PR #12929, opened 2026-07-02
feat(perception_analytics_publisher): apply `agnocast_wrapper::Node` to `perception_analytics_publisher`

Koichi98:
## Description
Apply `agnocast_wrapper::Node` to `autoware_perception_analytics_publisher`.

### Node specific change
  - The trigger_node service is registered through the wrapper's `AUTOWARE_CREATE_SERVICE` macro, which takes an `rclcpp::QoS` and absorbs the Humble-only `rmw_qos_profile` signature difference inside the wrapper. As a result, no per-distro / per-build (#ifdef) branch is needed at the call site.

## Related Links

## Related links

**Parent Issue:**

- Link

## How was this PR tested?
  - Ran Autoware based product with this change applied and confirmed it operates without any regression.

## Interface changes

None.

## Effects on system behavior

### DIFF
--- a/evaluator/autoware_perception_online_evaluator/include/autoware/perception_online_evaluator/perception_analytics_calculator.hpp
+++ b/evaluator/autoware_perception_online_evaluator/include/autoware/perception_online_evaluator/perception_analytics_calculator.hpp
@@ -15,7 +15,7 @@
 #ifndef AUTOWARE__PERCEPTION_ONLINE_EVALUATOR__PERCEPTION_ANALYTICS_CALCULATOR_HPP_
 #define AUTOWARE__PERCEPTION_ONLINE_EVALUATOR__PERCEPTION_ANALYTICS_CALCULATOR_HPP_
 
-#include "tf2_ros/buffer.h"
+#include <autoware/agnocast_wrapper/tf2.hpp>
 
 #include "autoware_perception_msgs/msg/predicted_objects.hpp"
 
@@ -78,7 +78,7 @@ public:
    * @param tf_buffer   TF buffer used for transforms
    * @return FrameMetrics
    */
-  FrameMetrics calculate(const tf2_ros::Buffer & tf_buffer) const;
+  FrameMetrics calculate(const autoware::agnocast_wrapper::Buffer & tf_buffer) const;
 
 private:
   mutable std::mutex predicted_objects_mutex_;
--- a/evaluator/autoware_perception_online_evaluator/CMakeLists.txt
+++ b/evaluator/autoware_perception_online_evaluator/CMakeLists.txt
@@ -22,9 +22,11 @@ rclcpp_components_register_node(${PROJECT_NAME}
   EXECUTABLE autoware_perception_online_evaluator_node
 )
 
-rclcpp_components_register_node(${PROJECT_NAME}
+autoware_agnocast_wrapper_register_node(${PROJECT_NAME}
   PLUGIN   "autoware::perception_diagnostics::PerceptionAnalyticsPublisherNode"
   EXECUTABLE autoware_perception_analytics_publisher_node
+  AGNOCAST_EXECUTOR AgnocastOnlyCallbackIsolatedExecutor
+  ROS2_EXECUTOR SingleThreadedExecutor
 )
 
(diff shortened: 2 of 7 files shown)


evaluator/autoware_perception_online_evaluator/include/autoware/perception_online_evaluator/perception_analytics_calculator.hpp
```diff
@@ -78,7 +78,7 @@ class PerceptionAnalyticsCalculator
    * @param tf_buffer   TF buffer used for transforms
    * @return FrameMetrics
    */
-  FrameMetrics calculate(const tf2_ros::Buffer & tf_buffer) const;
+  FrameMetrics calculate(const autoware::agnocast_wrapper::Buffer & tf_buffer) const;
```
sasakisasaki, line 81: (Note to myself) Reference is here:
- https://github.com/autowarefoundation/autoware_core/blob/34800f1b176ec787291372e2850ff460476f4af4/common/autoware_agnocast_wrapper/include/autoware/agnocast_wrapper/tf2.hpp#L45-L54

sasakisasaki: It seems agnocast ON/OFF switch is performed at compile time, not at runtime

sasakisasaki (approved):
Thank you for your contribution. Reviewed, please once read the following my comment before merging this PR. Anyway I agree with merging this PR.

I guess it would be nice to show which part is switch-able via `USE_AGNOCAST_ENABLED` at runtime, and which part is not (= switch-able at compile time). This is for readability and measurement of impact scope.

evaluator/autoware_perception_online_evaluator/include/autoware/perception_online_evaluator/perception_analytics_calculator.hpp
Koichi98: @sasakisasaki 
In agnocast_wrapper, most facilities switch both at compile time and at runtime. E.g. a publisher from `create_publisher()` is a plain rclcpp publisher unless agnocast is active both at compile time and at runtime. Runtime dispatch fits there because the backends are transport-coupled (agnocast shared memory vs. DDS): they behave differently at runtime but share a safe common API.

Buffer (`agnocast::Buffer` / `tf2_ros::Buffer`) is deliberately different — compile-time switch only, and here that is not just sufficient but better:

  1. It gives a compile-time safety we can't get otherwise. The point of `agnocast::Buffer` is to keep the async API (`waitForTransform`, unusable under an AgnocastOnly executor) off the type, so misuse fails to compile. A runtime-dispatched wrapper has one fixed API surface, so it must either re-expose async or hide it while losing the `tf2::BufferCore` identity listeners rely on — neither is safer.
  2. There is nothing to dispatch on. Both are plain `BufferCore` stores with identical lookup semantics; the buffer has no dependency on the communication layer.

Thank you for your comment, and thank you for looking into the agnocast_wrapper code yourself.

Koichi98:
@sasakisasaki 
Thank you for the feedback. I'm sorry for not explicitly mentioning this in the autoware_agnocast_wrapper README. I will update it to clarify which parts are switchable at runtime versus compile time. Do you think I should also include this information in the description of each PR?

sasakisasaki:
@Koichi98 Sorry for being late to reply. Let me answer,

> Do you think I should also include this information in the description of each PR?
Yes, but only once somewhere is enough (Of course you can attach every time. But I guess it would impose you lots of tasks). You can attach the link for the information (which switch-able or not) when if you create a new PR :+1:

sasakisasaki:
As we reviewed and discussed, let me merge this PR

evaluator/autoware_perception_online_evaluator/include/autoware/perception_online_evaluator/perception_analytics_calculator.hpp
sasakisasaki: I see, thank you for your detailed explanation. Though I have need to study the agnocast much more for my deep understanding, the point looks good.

#### About this task:
Reproduce the material above in full, word for word.

#### Solution:
PR #12929, opened 2026-07-02
feat(perception_analytics_publisher): apply `agnocast_wrapper::Node` to `perception_analytics_publisher`

Koichi98:
## Description
Apply `agnocast_wrapper::Node` to `autoware_perception_analytics_publisher`.

### Node specific change
  - The trigger_node service is registered through the wrapper's `AUTOWARE_CREATE_SERVICE` macro, which takes an `rclcpp::QoS` and absorbs the Humble-only `rmw_qos_profile` signature difference inside the wrapper. As a result, no per-distro / per-build (#ifdef) branch is needed at the call site.

## Related Links

## Related links

**Parent Issue:**

- Link

## How was this PR tested?
  - Ran Autoware based product with this change applied and confirmed it operates without any regression.

## Interface changes

None.

## Effects on system behavior

### DIFF
--- a/evaluator/autoware_perception_online_evaluator/include/autoware/perception_online_evaluator/perception_analytics_calculator.hpp
+++ b/evaluator/autoware_perception_online_evaluator/include/autoware/perception_online_evaluator/perception_analytics_calculator.hpp
@@ -15,7 +15,7 @@
 #ifndef AUTOWARE__PERCEPTION_ONLINE_EVALUATOR__PERCEPTION_ANALYTICS_CALCULATOR_HPP_
 #define AUTOWARE__PERCEPTION_ONLINE_EVALUATOR__PERCEPTION_ANALYTICS_CALCULATOR_HPP_
 
-#include "tf2_ros/buffer.h"
+#include <autoware/agnocast_wrapper/tf2.hpp>
 
 #include "autoware_perception_msgs/msg/predicted_objects.hpp"
 
@@ -78,7 +78,7 @@ public:
    * @param tf_buffer   TF buffer used for transforms
    * @return FrameMetrics
    */
-  FrameMetrics calculate(const tf2_ros::Buffer & tf_buffer) const;
+  FrameMetrics calculate(const autoware::agnocast_wrapper::Buffer & tf_buffer) const;
 
 private:
   mutable std::mutex predicted_objects_mutex_;
--- a/evaluator/autoware_perception_online_evaluator/CMakeLists.txt
+++ b/evaluator/autoware_perception_online_evaluator/CMakeLists.txt
@@ -22,9 +22,11 @@ rclcpp_components_register_node(${PROJECT_NAME}
   EXECUTABLE autoware_perception_online_evaluator_node
 )
 
-rclcpp_components_register_node(${PROJECT_NAME}
+autoware_agnocast_wrapper_register_node(${PROJECT_NAME}
   PLUGIN   "autoware::perception_diagnostics::PerceptionAnalyticsPublisherNode"
   EXECUTABLE autoware_perception_analytics_publisher_node
+  AGNOCAST_EXECUTOR AgnocastOnlyCallbackIsolatedExecutor
+  ROS2_EXECUTOR SingleThreadedExecutor
 )
 
(diff shortened: 2 of 7 files shown)


evaluator/autoware_perception_online_evaluator/include/autoware/perception_online_evaluator/perception_analytics_calculator.hpp
```diff
@@ -78,7 +78,7 @@ class PerceptionAnalyticsCalculator
    * @param tf_buffer   TF buffer used for transforms
    * @return FrameMetrics
    */
-  FrameMetrics calculate(const tf2_ros::Buffer & tf_buffer) const;
+  FrameMetrics calculate(const autoware::agnocast_wrapper::Buffer & tf_buffer) const;
```
sasakisasaki, line 81: (Note to myself) Reference is here:
- https://github.com/autowarefoundation/autoware_core/blob/34800f1b176ec787291372e2850ff460476f4af4/common/autoware_agnocast_wrapper/include/autoware/agnocast_wrapper/tf2.hpp#L45-L54

sasakisasaki: It seems agnocast ON/OFF switch is performed at compile time, not at runtime

sasakisasaki (approved):
Thank you for your contribution. Reviewed, please once read the following my comment before merging this PR. Anyway I agree with merging this PR.

I guess it would be nice to show which part is switch-able via `USE_AGNOCAST_ENABLED` at runtime, and which part is not (= switch-able at compile time). This is for readability and measurement of impact scope.

evaluator/autoware_perception_online_evaluator/include/autoware/perception_online_evaluator/perception_analytics_calculator.hpp
Koichi98: @sasakisasaki 
In agnocast_wrapper, most facilities switch both at compile time and at runtime. E.g. a publisher from `create_publisher()` is a plain rclcpp publisher unless agnocast is active both at compile time and at runtime. Runtime dispatch fits there because the backends are transport-coupled (agnocast shared memory vs. DDS): they behave differently at runtime but share a safe common API.

Buffer (`agnocast::Buffer` / `tf2_ros::Buffer`) is deliberately different — compile-time switch only, and here that is not just sufficient but better:

  1. It gives a compile-time safety we can't get otherwise. The point of `agnocast::Buffer` is to keep the async API (`waitForTransform`, unusable under an AgnocastOnly executor) off the type, so misuse fails to compile. A runtime-dispatched wrapper has one fixed API surface, so it must either re-expose async or hide it while losing the `tf2::BufferCore` identity listeners rely on — neither is safer.
  2. There is nothing to dispatch on. Both are plain `BufferCore` stores with identical lookup semantics; the buffer has no dependency on the communication layer.

Thank you for your comment, and thank you for looking into the agnocast_wrapper code yourself.

Koichi98:
@sasakisasaki 
Thank you for the feedback. I'm sorry for not explicitly mentioning this in the autoware_agnocast_wrapper README. I will update it to clarify which parts are switchable at runtime versus compile time. Do you think I should also include this information in the description of each PR?

sasakisasaki:
@Koichi98 Sorry for being late to reply. Let me answer,

> Do you think I should also include this information in the description of each PR?
Yes, but only once somewhere is enough (Of course you can attach every time. But I guess it would impose you lots of tasks). You can attach the link for the information (which switch-able or not) when if you create a new PR :+1:

sasakisasaki:
As we reviewed and discussed, let me merge this PR

evaluator/autoware_perception_online_evaluator/include/autoware/perception_online_evaluator/perception_analytics_calculator.hpp
sasakisasaki: I see, thank you for your detailed explanation. Though I have need to study the agnocast much more for my deep understanding, the point looks good.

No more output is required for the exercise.